Несмотря на злобу в глазах, Грибов расхохотался.
— Да, я же обещал. Только не придет она, думаю.
— Я обязан сообщить вам еще кое-что, — Ивакин прокашлялся. — Дело не закончено. А я так не люблю. Теперь я буду искать улики против вас. Думаю, я найду киллера. Я сделаю все возможное, чтобы доказать и вашу причастность.
— Пожалуйста, — насмешливо произнес Грибов и нажал кнопку, видимо, давая понять секретарше, что звонки могут начинаться.
— Если же мне не удастся сделать это, я все равно доведу свою правду до максимально возможного числа людей.
Телефон зазвонил, но Грибов быстро снял трубку и снова положил на место.
— Это как? — спросил он, прищурившись.
— Ну, буду бороться с вами вашим же оружием.

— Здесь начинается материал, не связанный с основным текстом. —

PR #1159, opened 2019-03-27
Enable managed dependencies for PowerShell function apps.

Francisco-Gamino:
*  Adding support in func init to enable managed dependencies for PowerShell.
* Unit test for 'init --worker-runtime powershell --managed-dependencies'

— Через газеты, что ли? — Грибов покачал головой. — Ни одна газета не возьмется печатать что- либо против меня. Может, коммунисты только. Так ведь засужу я их. Это не начальник ли вашей дочери вас надоумил? Он меня ненавидит.
— Если честно, надоумил один судебный процесс, — сказал Ивакин и встал. — Как раз одна неудавшаяся попытка засудить и надоумила. До свидания? — осторожно сказал он.